**TASK OBJECTIVE**
The records below should be copied in full, exactly as shown.

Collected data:
PR #315, opened 2021-12-14
12-4 Shak's Beat That

supashak:

🚀🚀🚀🚀🚀🚀🚀🚀🚀🚀🚀🚀🚀🚀🚀🚀

2-3 hours

undefined because I forgot to set the parameters in the helper functions I created

The base. 

Comfort Level (1-5):
3

Completeness Level (1-5):
3

I would have liked to spend more time on the project but I have exams right now.

Possibly on refactoring...I'm not too sure if I have refactored all that I could have refactored.

### DIFF
--- a/script.js
+++ b/script.js
@@ -1,4 +1,73 @@
+var playerOneGuess = "";
+var playerTwoGuess = "";
+var diceRollOne = 0;
+var diceRollTwo = 0;
+var playerOneNumber = 0;
+var playerTwoNumber = 0;
+var gameState = "";
+var myOutputValue = "";
+
+//dice roll function
+var diceRoll = function () {
+  var oneToFive = Math.floor(Math.random() * 6);
+  var randomNumber = oneToFive + 1;
+  return randomNumber;
+};
+//Helper function for selecting combination which gives largest value
+var playerOneCombinationGenerator = function () {
+  diceRollOne = diceRoll();
+  diceRollTwo = diceRoll();
+  if (diceRollOne >= diceRollTwo) {
+    var playerOneGuess = `${diceRollOne}${diceRollTwo}`;
+    playerOneNumber = Number(playerOneGuess);
+    myOutputValue = `Welcome Player One! You have rolled ${diceRollOne} for Dice One and ${diceRollTwo} for Dice Two. <br> The largest possible combination is ${playerOneGuess}.It is now Player 2\'s turn.`;
+  }
+  if (diceRollTwo > diceRollOne) {
+    var playerOneGuess = `${diceRollTwo}${diceRollOne}`;
+    playerOneNumber = Number(playerOneGuess);
+    myOutputValue = `Welcome Player One! <br> You have rolled ${diceRollOne} for Dice One and ${diceRollTwo} for Dice Two. <br> The largest possible combination is ${playerOneGuess}.It is now Player 2\'s turn.`;
+  }
+  return myOutputValue;
+};
+
+var playerTwoCombinationGenerator = function () {
+  diceRollOne = diceRoll();
+  diceRollTwo = diceRoll();
+  if (diceRollOne >= diceRollTwo) {
+    var playerTwoGuess = `${diceRollOne}${diceRollTwo}`;
+    playerTwoNumber = Number(playerTwoGuess);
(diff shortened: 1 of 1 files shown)


script.js
```diff
@@ -1,4 +1,73 @@
+var playerOneGuess = "";
+var playerTwoGuess = "";
+var diceRollOne = 0;
+var diceRollTwo = 0;
+var playerOneNumber = 0;
+var playerTwoNumber = 0;
+var gameState = "";
+var myOutputValue = "";
```
shannonssd, line 8: Good placement, naming and use of global variables

script.js
```diff
@@ -1,4 +1,73 @@
...
+  diceRollTwo = diceRoll();
+  if (diceRollOne >= diceRollTwo) {
+    var playerOneGuess = `${diceRollOne}${diceRollTwo}`;
+    playerOneNumber = Number(playerOneGuess);
+    myOutputValue = `Welcome Player One! You have rolled ${diceRollOne} for Dice One and ${diceRollTwo} for Dice Two. <br> The largest possible combination is ${playerOneGuess}.It is now Player 2\'s turn.`;
+  }
+  if (diceRollTwo > diceRollOne) {
+    var playerOneGuess = `${diceRollTwo}${diceRollOne}`;
+    playerOneNumber = Number(playerOneGuess);
+    myOutputValue = `Welcome Player One! <br> You have rolled ${diceRollOne} for Dice One and ${diceRollTwo} for Dice Two. <br> The largest possible combination is ${playerOneGuess}.It is now Player 2\'s turn.`;
```
shannonssd, line 28: We typically use another variable instead of myOutputValue in the helper functions, so that we can use myOutputValue in the main function

script.js
```diff
@@ -1,4 +1,73 @@
...
+    myOutputValue = `Welcome Player Two! <br> You have rolled ${diceRollOne} for Dice One and ${diceRollTwo} for Dice Two. <br> The largest possible combination is ${playerTwoGuess}.It is now time to decide the winner.`;
+  }
+  return myOutputValue;
+};
+
 var main = function (input) {
-  var myOutputValue = 'hello world';
+  if (input == "player 1") {
+    gameState = "player 2";
+    playerOneCombinationGenerator();
```
shannonssd, line 52: It would be more consistent to: 
- execute playerOneCombinationGenerator(); 
- then assign it to a variable,
- then return the variable

For e.g.: var myOutputValue =  playerOneCombinationGenerator();
return myOutputValue

script.js
```diff
@@ -1,4 +1,73 @@
...
+//dice roll function
+var diceRoll = function () {
+  var oneToFive = Math.floor(Math.random() * 6);
+  var randomNumber = oneToFive + 1;
+  return randomNumber;
+};
+//Helper function for selecting combination which gives largest value
+var playerOneCombinationGenerator = function () {
+  diceRollOne = diceRoll();
+  diceRollTwo = diceRoll();
```
shannonssd, line 19: This could be in its own helper function to make playerOneCombinationGenerator() shorter and more concise

shannonssd (approved):
Great job overall Shak!

Just remember that we would like to execute a function and store its value into a variable and then return the variable, rather than just executing the function by itself.

Otherwise, keep up the great work! 😊

script.js
supashak: Ah ok...so for the helper function I should just have ended it at line 27 to generate the highest possible number?

script.js
supashak: I'm so sorry but I'm not too sure what you mean by this. What would be the purpose of the new helper function? To just generate two dice rolls?

script.js
shannonssd: Nope the code is correct. The point is that different functions should not be returning the same variable as this can lead to errors when the computer is reading the programme. 

So try to use and return different variables in each function instead of myOutputValue at lines 30, 46, 72.
We don't typically make myOutputValue a global variable so if you need to then something isn't quite right

script.js
shannonssd: This may not be the best example since it's just two lines, but typically when there is code that repeats, we want to put them into a helper function. 

One basic coding principle is to keep your code DRY: Don't Repeat Yourself. And since you're gonna roll two dice at lines 18-19 and again at lines 34-35, we would rather put it into a helper function and call the helper function here.

Imagine having 10 players instead of just 2? That would be an additional 10 lines of code. Now image if there was three other areas that you could have refactored into a helper function? The code would have more lines than necessary and would be less readable than it could potentially be.

Hope this helps!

**RESULT OF THE EXERCISE**
PR #315, opened 2021-12-14
12-4 Shak's Beat That

supashak:

🚀🚀🚀🚀🚀🚀🚀🚀🚀🚀🚀🚀🚀🚀🚀🚀

2-3 hours

undefined because I forgot to set the parameters in the helper functions I created

The base. 

Comfort Level (1-5):
3

Completeness Level (1-5):
3

I would have liked to spend more time on the project but I have exams right now.

Possibly on refactoring...I'm not too sure if I have refactored all that I could have refactored.

### DIFF
--- a/script.js
+++ b/script.js
@@ -1,4 +1,73 @@
+var playerOneGuess = "";
+var playerTwoGuess = "";
+var diceRollOne = 0;
+var diceRollTwo = 0;
+var playerOneNumber = 0;
+var playerTwoNumber = 0;
+var gameState = "";
+var myOutputValue = "";
+
+//dice roll function
+var diceRoll = function () {
+  var oneToFive = Math.floor(Math.random() * 6);
+  var randomNumber = oneToFive + 1;
+  return randomNumber;
+};
+//Helper function for selecting combination which gives largest value
+var playerOneCombinationGenerator = function () {
+  diceRollOne = diceRoll();
+  diceRollTwo = diceRoll();
+  if (diceRollOne >= diceRollTwo) {
+    var playerOneGuess = `${diceRollOne}${diceRollTwo}`;
+    playerOneNumber = Number(playerOneGuess);
+    myOutputValue = `Welcome Player One! You have rolled ${diceRollOne} for Dice One and ${diceRollTwo} for Dice Two. <br> The largest possible combination is ${playerOneGuess}.It is now Player 2\'s turn.`;
+  }
+  if (diceRollTwo > diceRollOne) {
+    var playerOneGuess = `${diceRollTwo}${diceRollOne}`;
+    playerOneNumber = Number(playerOneGuess);
+    myOutputValue = `Welcome Player One! <br> You have rolled ${diceRollOne} for Dice One and ${diceRollTwo} for Dice Two. <br> The largest possible combination is ${playerOneGuess}.It is now Player 2\'s turn.`;
+  }
+  return myOutputValue;
+};
+
+var playerTwoCombinationGenerator = function () {
+  diceRollOne = diceRoll();
+  diceRollTwo = diceRoll();
+  if (diceRollOne >= diceRollTwo) {
+    var playerTwoGuess = `${diceRollOne}${diceRollTwo}`;
+    playerTwoNumber = Number(playerTwoGuess);
(diff shortened: 1 of 1 files shown)


script.js
```diff
@@ -1,4 +1,73 @@
+var playerOneGuess = "";
+var playerTwoGuess = "";
+var diceRollOne = 0;
+var diceRollTwo = 0;
+var playerOneNumber = 0;
+var playerTwoNumber = 0;
+var gameState = "";
+var myOutputValue = "";
```
shannonssd, line 8: Good placement, naming and use of global variables

script.js
```diff
@@ -1,4 +1,73 @@
...
+  diceRollTwo = diceRoll();
+  if (diceRollOne >= diceRollTwo) {
+    var playerOneGuess = `${diceRollOne}${diceRollTwo}`;
+    playerOneNumber = Number(playerOneGuess);
+    myOutputValue = `Welcome Player One! You have rolled ${diceRollOne} for Dice One and ${diceRollTwo} for Dice Two. <br> The largest possible combination is ${playerOneGuess}.It is now Player 2\'s turn.`;
+  }
+  if (diceRollTwo > diceRollOne) {
+    var playerOneGuess = `${diceRollTwo}${diceRollOne}`;
+    playerOneNumber = Number(playerOneGuess);
+    myOutputValue = `Welcome Player One! <br> You have rolled ${diceRollOne} for Dice One and ${diceRollTwo} for Dice Two. <br> The largest possible combination is ${playerOneGuess}.It is now Player 2\'s turn.`;
```
shannonssd, line 28: We typically use another variable instead of myOutputValue in the helper functions, so that we can use myOutputValue in the main function

script.js
```diff
@@ -1,4 +1,73 @@
...
+    myOutputValue = `Welcome Player Two! <br> You have rolled ${diceRollOne} for Dice One and ${diceRollTwo} for Dice Two. <br> The largest possible combination is ${playerTwoGuess}.It is now time to decide the winner.`;
+  }
+  return myOutputValue;
+};
+
 var main = function (input) {
-  var myOutputValue = 'hello world';
+  if (input == "player 1") {
+    gameState = "player 2";
+    playerOneCombinationGenerator();
```
shannonssd, line 52: It would be more consistent to: 
- execute playerOneCombinationGenerator(); 
- then assign it to a variable,
- then return the variable

For e.g.: var myOutputValue =  playerOneCombinationGenerator();
return myOutputValue

script.js
```diff
@@ -1,4 +1,73 @@
...
+//dice roll function
+var diceRoll = function () {
+  var oneToFive = Math.floor(Math.random() * 6);
+  var randomNumber = oneToFive + 1;
+  return randomNumber;
+};
+//Helper function for selecting combination which gives largest value
+var playerOneCombinationGenerator = function () {
+  diceRollOne = diceRoll();
+  diceRollTwo = diceRoll();
```
shannonssd, line 19: This could be in its own helper function to make playerOneCombinationGenerator() shorter and more concise

shannonssd (approved):
Great job overall Shak!

Just remember that we would like to execute a function and store its value into a variable and then return the variable, rather than just executing the function by itself.

Otherwise, keep up the great work! 😊

script.js
supashak: Ah ok...so for the helper function I should just have ended it at line 27 to generate the highest possible number?

script.js
supashak: I'm so sorry but I'm not too sure what you mean by this. What would be the purpose of the new helper function? To just generate two dice rolls?

script.js
shannonssd: Nope the code is correct. The point is that different functions should not be returning the same variable as this can lead to errors when the computer is reading the programme. 

So try to use and return different variables in each function instead of myOutputValue at lines 30, 46, 72.
We don't typically make myOutputValue a global variable so if you need to then something isn't quite right

script.js
shannonssd: This may not be the best example since it's just two lines, but typically when there is code that repeats, we want to put them into a helper function. 

One basic coding principle is to keep your code DRY: Don't Repeat Yourself. And since you're gonna roll two dice at lines 18-19 and again at lines 34-35, we would rather put it into a helper function and call the helper function here.

Imagine having 10 players instead of just 2? That would be an additional 10 lines of code. Now image if there was three other areas that you could have refactored into a helper function? The code would have more lines than necessary and would be less readable than it could potentially be.

Hope this helps!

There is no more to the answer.